Work instructions: All that is wanted is a word-for-word copy of the data from its first line to the line containing "-1,0 +1,44 @@", both included.
━━ Supplied records
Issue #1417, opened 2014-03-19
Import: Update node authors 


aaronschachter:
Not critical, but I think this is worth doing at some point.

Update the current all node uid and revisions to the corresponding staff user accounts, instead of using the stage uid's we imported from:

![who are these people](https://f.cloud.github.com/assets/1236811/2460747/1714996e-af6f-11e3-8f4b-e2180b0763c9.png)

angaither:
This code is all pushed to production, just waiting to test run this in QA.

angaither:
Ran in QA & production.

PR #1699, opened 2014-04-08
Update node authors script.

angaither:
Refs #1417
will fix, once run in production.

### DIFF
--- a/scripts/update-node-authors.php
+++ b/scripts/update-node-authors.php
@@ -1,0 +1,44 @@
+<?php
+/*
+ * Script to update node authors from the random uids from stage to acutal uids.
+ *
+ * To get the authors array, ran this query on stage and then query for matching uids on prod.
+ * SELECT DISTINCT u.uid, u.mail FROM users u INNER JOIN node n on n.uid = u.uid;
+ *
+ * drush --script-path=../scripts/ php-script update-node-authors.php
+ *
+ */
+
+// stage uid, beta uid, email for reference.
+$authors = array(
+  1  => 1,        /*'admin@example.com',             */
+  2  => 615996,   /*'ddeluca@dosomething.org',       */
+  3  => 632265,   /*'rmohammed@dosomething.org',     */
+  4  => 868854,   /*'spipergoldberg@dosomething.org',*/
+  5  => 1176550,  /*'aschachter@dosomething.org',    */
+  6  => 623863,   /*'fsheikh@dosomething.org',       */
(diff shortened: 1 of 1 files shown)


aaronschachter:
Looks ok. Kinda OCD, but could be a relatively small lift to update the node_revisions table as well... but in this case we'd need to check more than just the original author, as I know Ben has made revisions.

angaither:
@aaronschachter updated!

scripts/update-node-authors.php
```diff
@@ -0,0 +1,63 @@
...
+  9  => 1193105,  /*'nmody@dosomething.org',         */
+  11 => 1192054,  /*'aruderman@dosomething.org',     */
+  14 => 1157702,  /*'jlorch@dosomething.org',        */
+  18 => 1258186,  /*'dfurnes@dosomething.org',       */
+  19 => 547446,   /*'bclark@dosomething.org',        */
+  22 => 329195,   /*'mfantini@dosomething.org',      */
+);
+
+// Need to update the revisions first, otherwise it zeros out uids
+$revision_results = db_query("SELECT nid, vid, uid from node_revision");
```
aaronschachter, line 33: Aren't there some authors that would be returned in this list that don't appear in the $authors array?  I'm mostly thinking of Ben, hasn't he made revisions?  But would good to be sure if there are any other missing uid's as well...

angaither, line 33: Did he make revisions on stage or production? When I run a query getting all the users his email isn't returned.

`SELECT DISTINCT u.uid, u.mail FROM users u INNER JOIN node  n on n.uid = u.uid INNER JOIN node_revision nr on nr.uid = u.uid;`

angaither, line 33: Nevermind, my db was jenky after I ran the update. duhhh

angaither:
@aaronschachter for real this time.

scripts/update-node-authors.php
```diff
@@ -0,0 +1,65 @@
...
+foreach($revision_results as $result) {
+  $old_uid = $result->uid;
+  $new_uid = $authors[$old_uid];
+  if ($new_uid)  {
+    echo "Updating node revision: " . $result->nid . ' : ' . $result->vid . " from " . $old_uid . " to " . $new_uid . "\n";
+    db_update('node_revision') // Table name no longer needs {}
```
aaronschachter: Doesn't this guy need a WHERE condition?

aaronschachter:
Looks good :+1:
━━━━
Your response:
Issue #1417, opened 2014-03-19
Import: Update node authors 


aaronschachter:
Not critical, but I think this is worth doing at some point.

Update the current all node uid and revisions to the corresponding staff user accounts, instead of using the stage uid's we imported from:

![who are these people](https://f.cloud.github.com/assets/1236811/2460747/1714996e-af6f-11e3-8f4b-e2180b0763c9.png)

angaither:
This code is all pushed to production, just waiting to test run this in QA.

angaither:
Ran in QA & production.

PR #1699, opened 2014-04-08
Update node authors script.

angaither:
Refs #1417
will fix, once run in production.

### DIFF
--- a/scripts/update-node-authors.php
+++ b/scripts/update-node-authors.php
@@ -1,0 +1,44 @@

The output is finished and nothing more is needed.